Issue #105, opened 2019-11-25
Add IsEditing to Exemptions list when someone is editing an exemption


martypowell:
We should also hide the buttons until the record is saved again.

**Update**, can we also add a class to the row, so that we can style it, and replace the buttons with text that says "Editing..."

sgrg1:
done

PR #114, opened 2019-11-26
Is editing exeptions#105

sgrg1:
Addresses #105

removed edit button for editing exemption

### DIFF
--- a/src/components/ExemptionListItem.jsx
+++ b/src/components/ExemptionListItem.jsx
@@ -43,7 +43,7 @@ const ExemptionListItem = props => {
             Remove
           </button>
         ) : null)}
-      {isDisabled && <span className="tt_is-editing">Editing...</span>}
+      {isDisabled && <span className="tt_is-editing tt-color">Editing...</span>}
     </li>
   );
 };
--- a/src/components/ExemptionListItem.jsx
+++ b/src/components/ExemptionListItem.jsx
@@ -32,17 +32,18 @@ const ExemptionListItem = props => {
       {label} - From: {format(fromDate, DefaultDateFormat)} To:{" "}
       {format(toDate, DefaultDateFormat)}
       {handleEditClick &&
-        (isDisabled === false ? (
+        (!isDisabled ? (
           <button className={cssClasses} type="button" onClick={editItem}>
-            {isDisabled === false ? "Edit" : "Editing..."}
+            Edit
           </button>
         ) : null)}
       {handleRemoveClick &&
-        (isDisabled === false ? (
+        (!isDisabled ? (
           <button type="button" onClick={removeItem}>
             Remove
           </button>
         ) : null)}
+      {isDisabled && <span className="tt_is-editing">Editing...</span>}
     </li>
   );
 };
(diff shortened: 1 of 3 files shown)


martypowell:
> removed edit button for editing exemption

@sgrg1 what issue is this addressing?

src/components/forms/ExemptionCertificateField.jsx
```diff
@@ -14,20 +14,26 @@ const ExemptionCertificate = ({
   const { setFieldValue } = form;
   const [exemption, setExemption] = useState({});
   const [exemptions, setExemptions] = useState([]);
+  const [isEdit, setIsEdit] =useState(0);
```
martypowell: to be consistent, this should be `isSelectorFormDirty`

sgrg1: done

src/components/ExemptionListItem.jsx
```diff
@@ -19,14 +19,16 @@ const ExemptionListItem = props => {
...
+   const cssClasses="editButton";
   return (
     <li className="tt-exemption">
       {label} - From: {format(fromDate, DefaultDateFormat)} To:{" "}
       {format(toDate, DefaultDateFormat)}
-      {handleEditClick && (
-        <button type="button" onClick={editItem}>
-          Edit
+     {handleEditClick  && (
+        <button className={cssClasses} type="button" onClick={editItem} disabled={isDisabled}>
```
martypowell: you actually had this closer before, check this out https://github.com/baltimorecounty/react-transient-tax/commit/ebbcb415181c7d4bc45926c8f3453fb79964062c

What should happen

- The row buttons (edit and remove) are hidden when a row is edited
- The row buttons will be replaced with a <span> that says "Editing..."
- The row should get a class stating the record is being edited so that we can style it
- When the record is saved, the buttons should return to their original state

src/components/ExemptionListItem.jsx
```diff
@@ -19,14 +19,16 @@ const ExemptionListItem = props => {
   const removeItem = () => {
     handleRemoveClick(id);
   };
-
+   const isLoadingText =isSelectorFormDirty !==id ? 'Edit': 'Editing....';
+   const isDisabled =isSelectorFormDirty !==id ? false: true;
```
martypowell:
```js
const isDisabled =isSelectorFormDirty !==id ? false: true;
```

is the same as

```js
const isDisabled =isSelectorFormDirty ===id;
```

martypowell: you are also using this check twice, for isLoadingText and isDisabled, this should be consolidated into one variable.

sgrg1: done

src/components/forms/ExemptionCertificateField.jsx
sgrg1: done

src/components/ExemptionListItem.jsx
```diff
@@ -20,20 +25,25 @@ const ExemptionListItem = props => {
...
+            Edit
+          </button>
+        ) : null)}
+      {handleRemoveClick &&
+        (!isDisabled ? (
+          <button type="button" onClick={removeItem}>
+            Remove
+          </button>
+        ) : null)}
+      {isDisabled && <span className="tt_is-editing tt-color">Editing...</span>}
```
martypowell: i think you mean tto apply this to `<li className="tt-exemption">` ?

sgrg1: fixed

PR #120, opened 2019-11-26
Added error messaging based on error type

tmccoy529:
Added some error custom messaging. Created a utility class to determine what type of error message we are getting and then added a switch to the error page itself to take the error type and display the proper message.

### DIFF
--- a/src/common/ErrorUtility.js
+++ b/src/common/ErrorUtility.js
@@ -1,0 +1,9 @@
+const ErrorPath = error => {
+  if (error.response) {
+    return "/error/invalidconfirmation";
+  } else {
+    return "/error/noresponse";
+  }
+};
+
+export { ErrorPath };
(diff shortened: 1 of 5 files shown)


src/common/ErrorUtility.js
```diff
@@ -0,0 +1,9 @@
+const ErrorPath = error => {
```
martypowell: You can simplify this a good bit.

```js
const ErrorPath = error => `/error/${error.response ? "invalidConfirmation" : "" } `;
```

I am not sure if you can just take in the route if there is no response or not, but that would be ideal, rather than "noresposne".

martypowell: I take my second part of that comment pack. Can we make the error "network"?

tmccoy529: done

Issue #117, opened 2019-11-26
Currency input does not work in microsoft browsers.


martypowell:
If you test in edge, the currency input does not work. We need to come up with a solution for this.  A number input might be the quickest way forward. This might be a temporary solution.

https://stackoverflow.com/a/14651044/1143670

PR #121, opened 2019-11-27
Update currency control

martypowell:
Addresses #117 

@baltimorecounty/front-end-developers this is a stab at getting a cross browser currency component. I tried to "add" commas to the input and things got a bit messy, so for now i have left this to be a number input so that everything calculates okay.

### DIFF
--- a/src/App.scss
+++ b/src/App.scss
@@ -199,3 +199,5 @@ label.tt_has-errors {
 .react-datepicker__navigation {
   width: 0 !important;
 }
+
+@import "./styles/components/currency-input";
--- a/src/components/CurrencyInput.jsx
+++ b/src/components/CurrencyInput.jsx
@@ -1,0 +1,13 @@
+import React from "react";
+
+const CurrencyInput = props => {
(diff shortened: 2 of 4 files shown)


tmccoy529:
@martypowell I did find some issues with the input functionality in Edge and Chrome. It appears that the 0 placeholder doesn't delete when the box is selected. The reason why this is a problem is that it either adds a zero to the end of a number or to the front. You cannot delete this 0 until at least one other number is present. So you end up with either 012345.99 or worse 123450.99 then have to physically highlight the 0 and delete it. I would suggest removing the 0 placeholder and leaving it blank.

sgrg1:
currency input allows you to enter number after default 0 , which does not look right .

martypowell:
@tmccoy529 do you want to make the fix you suggested to get this one through?

tmccoy529:
@martypowell @sgrg1 I have pushed up a commit that removes the 0 placeholder which was adding some confusion. We may end up having to add a regex to this to force a currency appearance but I think for now we are good on this component.

PR #130, opened 2019-12-05
Dynamic steps

martypowell:
Implemented the concept of a step, which will represent a form panel (I think maybe `FormPanel` makes more sense?). This allows us to dynamically and and remove steps to the form. This is required for Payment when the date interval is quarterly and when we need to show the exemption form.

- Added StepList and Steps
- Converted Payment Field to use Numbers instead of Objects
- FIxed array utility to be more flexible

**Note**
- Exemptions do not currently work as designed
- Form submission will fail, as this changed the formik values format

These will both be addressed in upcoming prs


src/components/forms/MonthlyPayment-Form3.jsx
```diff
@@ -59,34 +77,36 @@ const MonthlyPaymentForm3 = props => {
...
-          governmentOnBusiness
-        ]);
-        const isPaymentIntervalSelected =
-          Object.keys(monthsToReport).length > 0;
-        const hasExemptions = Object.keys(totalExemptions).some(
-          exemptionIndex =>
-            totalExemptions[exemptionIndex] <
-            0 /** exemption totals are negative values */
-        );
+        // const {
```
martypowell: this stuff needs to be re-enabled

PR #539, opened 2017-05-28
gingering and acquisition fixes

fcpmanon:
fixed gingering state carrying over to different slaves when a gingered slave is inspected but not purchased (slaveCreationWidgets + newSlaveIntro); also changed New Slave Intro to set nextLink to AS Dump if not already set (New Slave Intro will first set returnTo to nextLink to preserve original passage sequence - this ensures that New Slave Intro's changes to slave stats will not be lost, as was happening in several events that called AddSlave first - however this breaks Bulk Slave Intro's dependency on $returnTo being unchanged, so New Slave Intro will check passage() and avoid setting nextLink/returnTo if it is Bulk Slave Intro as a special case); no changes to Bulk Slave Intro itself; cleaned up various occurrences of (now unnecessary) setting nextLink to AS Dump / calling AddSlave / including New Slave Intro for consistency and to avoid losing New Slave Intro stat changes; corrected dangerous nextLink = "Next Week" in reMilfTourist (which appears to be an unused event); added New Slave Intro to RE Royal Blood event for single-slave acquisitions only; added New Slave Intro to P slave medic event; also corrected some misuse of "Remove activeSlave" (RES Failure - did not set $activeSlave before removing) (reFSAcquisition - the slave being removed hadn't been added yet); fixed a couple of places where scheduled events were not looping back to scheduled event again, so if you have a recruitment success plus special slave order in the same week, for example, you will now see both results in the same week

### DIFF
--- a/src/npc/removeActiveSlave.tw
+++ b/src/npc/removeActiveSlave.tw
@@ -1,4 +1,4 @@
-:: Remove activeSlave [silently]
+:: Remove activeSlave [silently nobr]
 
 <<set _ID = $activeSlave.ID, _SL = $slaves.length>>
 
--- a/src/npc/removeActiveSlave.tw
+++ b/src/npc/removeActiveSlave.tw
@@ -39,7 +39,10 @@
 	/% Remove from facility array or leadership role, if needed %/
 	<<removeJob $activeSlave $activeSlave.assignment>>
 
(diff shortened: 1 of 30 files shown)


freecitiesdev:
You've done more work on FC than I have recently. And that's not something I say frequently, or lightly.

What the task requires >> Return each line of the entries that holds the string "shown".

Problem solution >>
(diff shortened: 1 of 3 files shown)
(diff shortened: 1 of 5 files shown)
(diff shortened: 2 of 4 files shown)
(diff shortened: 1 of 30 files shown)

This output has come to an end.